The first dvd player I had was multi region and sold as such in virgin..
I bought a multi region dvd player off Amazon only last year without any need for unlocking. Most hooky Asian dvds are region 0 anyway.

I've only played maybe one dvd film and a couple of Dr who's on it since buying it, so I can't see myself going all blu Ray any time soon.


----------



## editor (May 29, 2018)

*Thread title edited as there will no longer be any 'New Roseanne'.


----------



## bellaozzydog (May 29, 2018)

I’ve just got back into twitter and was surprised how unpleasant Roseanne’s tweets were. And low and behold she pulls the pin completely 

Another surprise arsehole Twitter celeb is actor james wood


----------



## Sea Star (May 30, 2018)

Horrible TERF turns out to be racist. Who'd have thought it? 

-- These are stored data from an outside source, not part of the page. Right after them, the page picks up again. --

PR #2633, opened 2024-02-14
fix: missing download devcard button

kopancek:
## Changes

~~Ugly fix~~ Thanks to @capJavert now a nice fix to always make sure we have devcard data defined, regardless of the order of execution.

### DIFF
--- a/packages/shared/src/hooks/profile/useDevCard.ts
+++ b/packages/shared/src/hooks/profile/useDevCard.ts
@@ -27,10 +27,7 @@ export interface UseDevCard {
   coverImage: string;
 }
 
-export const useDevCard = (
-  userId: string,
-  onSuccess?: (data: DevCardData) => void,
-): UseDevCard => {
+export const useDevCard = (userId: string): UseDevCard => {
   const { requestMethod } = useRequestProtocol();
   const { data: devcard, isLoading } = useQuery<DevCardData>(
     generateQueryKey(RequestKey.DevCard, { id: userId }),
@@ -41,7 +38,7 @@ export const useDevCard = (
 
       return res.devCard;
     },
-    { staleTime: StaleTime.Default, enabled: !!userId, onSuccess },
+    { staleTime: StaleTime.Default, enabled: !!userId },
   );
 
   const { isProfileCover, user } = devcard ?? {};
--- a/packages/shared/src/hooks/profile/useDevCard.ts
+++ b/packages/shared/src/hooks/profile/useDevCard.ts
@@ -27,7 +27,10 @@ export interface UseDevCard {
   coverImage: string;
 }
 
-export const useDevCard = (userId: string): UseDevCard => {
+export const useDevCard = (
+  userId: string,
+  onSuccess?: (data: DevCardData) => void,
+): UseDevCard => {
   const { requestMethod } = useRequestProtocol();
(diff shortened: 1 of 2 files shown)


packages/webapp/pages/devcard.tsx
```diff
@@ -150,7 +150,13 @@ const Step2 = ({ initialDevCardSrc }: Step2Props): ReactElement => {
     () => generateQueryKey(RequestKey.DevCard, { id: user?.id }),
     [user],
   );
-  const devcard = client.getQueryData<GenerateDevCardParams>(key);
+  const [devcard, setDevCard] = useState(
+    client.getQueryData<GenerateDevCardParams>(key),
+  );
+  useEffect(() => {
```
rebelchris, line 156: https://dailydotdev.slack.com/archives/C02E2C3C13R/p1707919572326829

rebelchris: BTW we have `usePersistentContext` would that solve this maybe?
It's just a wrapper

capJavert: Why do we even use state here, we can just always update query cache from mutation and use that as state with `useQuery`?

kopancek: Well, I didn't say it's a good fix 😅

nensidosari: So @kopancek planning on aligning with feedback, or we want to merge this as is to fix the bug for the moment? Not sure we're clear on the action?

kopancek: Working on a simplified version now :)

nensidosari (approved):
Looks good

packages/webapp/pages/devcard.tsx
capJavert: What I mean the whole `setUpdatePreference` and its `useState` can just always be pulled from devcard right, its the same params? And then instead of setting state you would always mutate query cache. The initial data can be added from `useQuery. initialData`. And then you would not need the `onSuccess` since it would happen as soon the devcard is fetched for the first time and exists.

packages/shared/src/hooks/profile/useDevCard.ts
```diff
@@ -27,7 +27,10 @@ export interface UseDevCard {
   coverImage: string;
 }
 
-export const useDevCard = (userId: string): UseDevCard => {
+export const useDevCard = (
+  userId: string,
+  onSuccess?: (data: DevCardData) => void,
+): UseDevCard => {
```
capJavert, line 33: We use object syntax for hook params eg. `{ userId }` to allow new params to be added without reordering or updating.

packages/webapp/pages/devcard.tsx
kopancek: Hmm, that's true. Except the `type` param, which is not part of the query, but we can keep that as a separate state. I can rewrite again with this in mind 👍

kopancek: @capJavert should be changed now accordingly 🙇

sshanzel (approved):
Code-wise, everything looks great. Just kindly check whether switching themes and other things would still work. I did it something close to this in the past and it was not re-rendering. After that, I think this should be good to go 🚀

Honestly, every trans person already knew she was trash.


----------



## skyscraper101 (May 30, 2018)

Ever a good time to post the video of John Lydon getting removed from her chat show before it even started...


----------



## girasol (May 30, 2018)

She's going to have to live with having caused the loss of a job to many people.  No coming back from that.

"Don't feel sorry for me, guys!!-I just want to apologize to the hundreds of people, and wonderful writers (all liberal) and talented actors who lost their jobs on my show due to my stupid tweet,"

yeah, right.  No one is going to accept that apology!


----------



## dessiato (May 30, 2018)

girasol said:


> She's going to have to live with having caused the loss of a job to many people.  No coming back from that.
> 
> "Don't feel sorry for me, guys!!-I just want to apologize to the hundreds of people, and wonderful writers (all liberal) and talented actors who lost their jobs on my show due to my stupid tweet,"
> 
> yeah, right.  No one is going to accept that apology!


I'm not sure that's an apology. The "all liberal" comment seems to null any real apology.


----------



## alsoknownas (May 30, 2018)

dessiato said:


> I'm not sure that's an apology. The "all liberal" comment seems to null any real apology.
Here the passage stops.